List of external data resources allowed:

Resource name Type Added Link
AudioSet audio, video 04.03.2019 https://research.google.com/audioset/
MicIRP IR 28.03.2023 http://micirp.blogspot.com/?m=1
FSD50K audio 10.03.2022 https://zenodo.org/record/4060432
Multi-Angle, Multi-Distance Microphone IR Dataset IR 17.05.2024 https://zenodo.org/records/4633508
EfficientAT model 17.05.2024 https://github.com/fschmid56/EfficientAT
PaSST model 17.05.2024 https://github.com/kkoutini/PaSST


Task Rules

There are general rules valid for all tasks; these, along with information on technical report and submission requirements, can be found here.

Task-specific rules:

  • Participants may submit predictions for up to three systems.
  • Participants have to train each submitted system on all five development-train splits.
  • The models' performance on the development-test set for all five development-train splits must be included in the submission.
  • The models' predictions on the evaluation set for all five development-train splits must be included in the submission.
  • Depending on the number of submitted systems (1, 2, or 3), participants will either submit 5, 10, or 15 evaluation set prediction files. This means at least five evaluation set prediction files (one system trained on the five different development-train subsets) are necessary to be included in the final ranking.
  • A submitted system is considered the same if only basic hyperparameters like the number of update steps, learning rate, batch size, or regularization strength vary; see here.
  • The model complexity limits apply. See conditions for the model complexity here.

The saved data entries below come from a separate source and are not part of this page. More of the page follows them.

PR #224, opened 2026-05-03
feat(xlsx): chart title overlay flag — read, write, clone-through

productdevbook:
## Summary

Surfaces `<c:title><c:overlay val=".."/></c:title>` at the read, write, and clone layers so a template's chart-title overlay survives `parseChart` -> `cloneChart` -> `writeXlsx` and can be authored from scratch on a fresh chart.

`<c:title><c:overlay>` mirrors Excel's "Format Chart Title -> Show the title without overlapping the chart" toggle (the checkbox is the inverse of the flag — checked means `false`, unchecked means `true`). `val=1` draws the title on top of the plot area so the chart series get the full frame; `val=0` reserves a slot for the title above the plot area and shrinks the plot area to make room.

Up until now hucre's writer always pinned `val=0`, so a template that overlapped its title flattened back to a vertically-stacked title on every parse -> clone -> write loop. Sibling of the existing `legendOverlay` flag — both elements share a local name but live on different parents (`<c:title>` vs `<c:legend>`), so the two compose freely. This bridges another chart-level gap for the dashboard composition flow tracked in #136.

Refs #136

## API

```ts

// -- Read side --
console.log(source.titleOverlay); // true when the template pinned val="1",
                                  // undefined when the template used the default 0

// -- Write side --
await writeXlsx({
  sheets: [{
    name: "Dashboard",
    rows: [...],
    charts: [{
      type: "column",
      title: "Revenue",
      titleOverlay: true,  // title draws on top of the plot area
    }],
  }],
});

// -- Clone-through --
  titleOverlay: true,    // replace
  // titleOverlay: null  // drop the inherited overlay (writer falls back to 0)
  // titleOverlay: undefined // inherit the source's parsed value
});
```

## Model

```ts
interface SheetChart {
  // ...existing fields...
  titleOverlay?: boolean;
}

interface Chart {
  // ...existing fields...
  titleOverlay?: boolean;
}

interface CloneChartOptions {
  // ...existing fields...
  titleOverlay?: boolean | null;
}
```

The read-side `Chart.titleOverlay` mirrors the write-side `SheetChart.titleOverlay` so a parsed value slots straight back into `cloneChart` without transformation. Same shape as the existing `legendOverlay` / `roundedCorners` / `plotVisOnly` toggles.

## Behavior

- **Read** — `parseChart` pulls the value off `<c:title><c:overlay val=".."/></c:title>`. The OOXML default `false` (`val="0"`) collapses to `undefined` so absence and the default round-trip identically; only an explicit `val="1"` surfaces `true`. Accepts the OOXML truthy / falsy spellings (`"1"` / `"true"` / `"0"` / `"false"`); unknown values and missing `val` attributes drop to `undefined`. The flag is dropped whenever the chart omits the `<c:title>` element entirely. The lookup is scoped to direct `<c:title>` children, so a sibling's `<c:overlay>` (e.g. the legend's) cannot leak into the title flag.
- **Write** — `<c:overlay>` is always emitted inside `<c:title>` because Excel's reference serialization includes it on every visible title. The writer pins the caller's override when set; absence (and the default `false`) emit `val="0"` so untouched charts match Excel's reference output byte-for-byte. Non-boolean inputs collapse to `false`. The element sits after `<c:tx>` per the strict CT_Title schema sequence. When the chart renders no title (no `title` set or `showTitle: false`) the writer skips the entire `<c:title>` element so no orphan overlay can leak through.
- **Clone** — Each override accepts the standard `undefined` (inherit) / `null` (drop, writer falls back to `0`) / `boolean` (replace) grammar that mirrors `legendOverlay` / `roundedCorners`. The inherited value is silently dropped from the cloned `SheetChart` whenever the resolved chart renders no title (resolved `title` is `undefined` or `showTitle === false`) — a missing title has no overlay slot. Re-introducing a missing source title through `title: "..."` on the override re-opens the slot, and an explicit `titleOverlay: true` override threads through.

## Edge cases

- A chart with no `<c:title>` element parses to `titleOverlay: undefined`.
- An explicit `titleOverlay: true` override with `title: null` (or `showTitle: false`) collapses to `undefined` on the cloned `SheetChart`.
- Non-boolean `titleOverlay` inputs collapse to the OOXML `false` default rather than fabricate a flag.
- The element is emitted exactly once per title (the legend also carries its own `<c:overlay>` element, scoped to the legend block — they do not collide). The reader scopes its lookup to direct `<c:title>` children so a sibling's `<c:overlay>` cannot leak in.
- Pie / doughnut / line / bar / column / area / scatter all support the flag identically because `<c:title>` is a chart-level sibling of `<c:plotArea>`.
- Composes independently with `legendOverlay`: pinning one does not change the other on either the writer or the clone path.

## Test plan

- [x] `pnpm test` (oxlint + oxfmt + tsgo + vitest) passes — 3325 vitest tests.
- [x] `pnpm build` succeeds.
- [x] 13 new `parseChart` tests cover the truthy / falsy spellings, default collapse, missing val, missing element, missing title, multi-family threading (line / bar / pie / doughnut), independence from legend overlay, sibling-element scoping, and co-surfacing alongside other chart-level toggles.
- [x] 14 new `writeChart` tests cover the default emit, true / false threading, OOXML element ordering, exactly-one-emit guard, missing-title and `showTitle: false` suppression, multi-family threading, independent composition with legend overlay, non-boolean fallback, parse-side round-trip (true / default / explicit-false), and end-to-end packaging via `writeXlsx`.
- [x] 15 new `cloneChart` tests cover inherit / null / replace grammar, chart-type coercion (line -> column / doughnut), missing-title / `showTitle: false` drop guards, override-wins-when-re-introducing-title, independent composition with `legendOverlay` clone-through, and end-to-end through `parseChart -> cloneChart -> writeChart` plus packaging via `writeXlsx`.

### DIFF
--- a/README.md
+++ b/README.md
@@ -765,6 +765,17 @@ missing `val` attributes drop to `undefined`. The flag is dropped
 whenever `Chart.legend` is `false` or the chart omits the legend
 element entirely — there is no overlay slot on a hidden legend, so the
 parsed shape stays minimal.
+`Chart.titleOverlay` surfaces the title-overlay flag pulled from
+`<c:title><c:overlay val=".."/></c:title>` — Excel's "Format Chart
+Title → Show the title without overlapping the chart" toggle (the
+checkbox is the inverse of this flag — checked means `false`, unchecked
+means `true`). The OOXML default `false` collapses to `undefined` so
+absence and `<c:overlay val="0"/>` round-trip identically; only an
+explicit `val="1"` surfaces `true`. The reader accepts the OOXML
+truthy / falsy spellings (`"1"` / `"true"` / `"0"` / `"false"`);
+unknown values and missing `val` attributes drop to `undefined`. The
+flag is dropped whenever the chart omits the `<c:title>` element
+entirely — there is no overlay slot to surface in that case.
 `ChartSeriesInfo.smooth` surfaces the per-series
 `<c:ser><c:smooth val=".."/>` flag — Excel's "Format Data Series →
 Line → Smoothed line" toggle — only on `line` / `line3D` / `scatter`
@@ -960,6 +971,19 @@ on top of the plot area so the chart series get the full frame
 (`val="1"`). The flag is silently ignored when `legend: false`
 suppresses the entire legend element — there is no overlay slot on a
 hidden legend, so the writer skips emitting any orphaned `<c:overlay>`.
+The chart-level `titleOverlay` field maps to `<c:overlay val=".."/>`
+inside `<c:title>` — Excel's "Format Chart Title → Show the title
+without overlapping the chart" toggle (the checkbox is the inverse of
+this flag — checked means `false`, unchecked means `true`). Absent it,
+the writer emits the OOXML default `val="0"` (the title reserves its
+own slot above the plot area and the plot area shrinks to make room),
+matching Excel's reference serialization. Pin `titleOverlay: true` to
+draw the title on top of the plot area so the chart series get the
+full frame (`val="1"`). The flag is silently ignored when no title is
+emitted (no `title` set or `showTitle: false`) — there is no `<c:title>`
+block to host the overlay child in either case. Independent of
+`legendOverlay`: the legend and title `<c:overlay>` elements live on
+different parents, so the two flags compose freely.
 The `axes.x.tickLblSkip` and `axes.x.tickMarkSkip` fields thin out a
 crowded category axis (`<c:catAx><c:tickLblSkip val=".."/>` and
 `<c:catAx><c:tickMarkSkip val=".."/>`). Pass a positive integer to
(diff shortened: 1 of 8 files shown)


productdevbook (commented):
Reviewed the chart title-overlay implementation across read / write / clone layers and verified locally:

- pnpm test: 3325 tests pass (lint + format + typecheck + vitest)
- pnpm build: succeeds

Notes from the review:

- Reader scopes the lookup to direct `<c:title>` children via `findChild(title, "overlay")`, so a sibling `<c:legend><c:overlay>` cannot leak into `titleOverlay`. The dedicated test (`does not pull <c:overlay> from a sibling element by mistake`) confirms this.
- The default-collapse symmetry (OOXML `val="0"` / `"false"` -> `undefined`) matches the established `legendOverlay` / `roundedCorners` / `plotVisOnly` convention so `parseChart -> cloneChart -> writeChart` round-trips identically for both absence and the explicit default.
- Writer always emits `<c:overlay>` inside `<c:title>` matching Excel's reference serialization, in the correct CT_Title position (after `<c:tx>`). The non-boolean fallback (`titleOverlay === true` only) prevents stray truthy strings from producing `val="1"`.
- The clone-side `titleRendered` guard `(out.showTitle ?? Boolean(out.title)) && out.title !== undefined` correctly mirrors the writer's `showTitle && chart.title` gate, so the inherited overlay flag never survives to a clone with no title block to host it. Both the `title: null` and `showTitle: false` paths drop the flag, and the override grammar (`undefined` inherit / `null` drop / `boolean` replace) matches `legendOverlay` for free composition.
- Test coverage is thorough across all three layers (13 reader + 14 writer + 15 clone), including round-trips through `writeXlsx`, multi-family threading, independence from `legendOverlay`, and the missing-`val` / unknown-`val` edge cases.
- README is updated in all three relevant sections (read / write / clone).

CI is already green on the head commit. Merging.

Rules regarding the usage of data and inference:

  • Participants can only use the audio segments specified in each subset and the explicitly allowed external resources for training. For example, it is strictly forbidden to use other parts of the development dataset (besides the filenames specified in the split{x}.csv files) to train the system.
  • The previous statement includes both direct and indirect training data usage. For example, in the case of Knowledge Distillation, not only the student but also the teacher model must obey the previous statement. That is, participants cannot use the model trained on split{100}.csv as a teacher for the model that is trained on split{5}.csv. This would allow the student model to indirectly access knowledge gained from the split{100}.csv data and is therefore strictly forbidden.
  • Use of external data is allowed under some conditions; see here.
  • Participants are not allowed to make subjective judgments of the evaluation data, nor to annotate it. The evaluation dataset cannot be used to train the submitted system; the use of statistics about the evaluation data in the decision-making is also forbidden.
  • Classification decisions must be made independently for each test sample.


Evaluation

Participants can submit up to three systems; however, for each training set size, \(p \in \{5, 10, 25, 50, 100 \}\), only the best-performing system will be used for ranking. This is to encourage participants to develop specialized systems for different development set sizes.

The leaderboard ranking score is computed as follows: first, the class-wise macro-averaged accuracies for all \(P=5\) development subsets and all \(N\) submissions are computed. The accuracy of the n-th submission on the p% subset is denoted as \(ACC_{n,p}\). The scores are then aggregated by choosing the best-performing system for each subset and averaging the resulting accuracies.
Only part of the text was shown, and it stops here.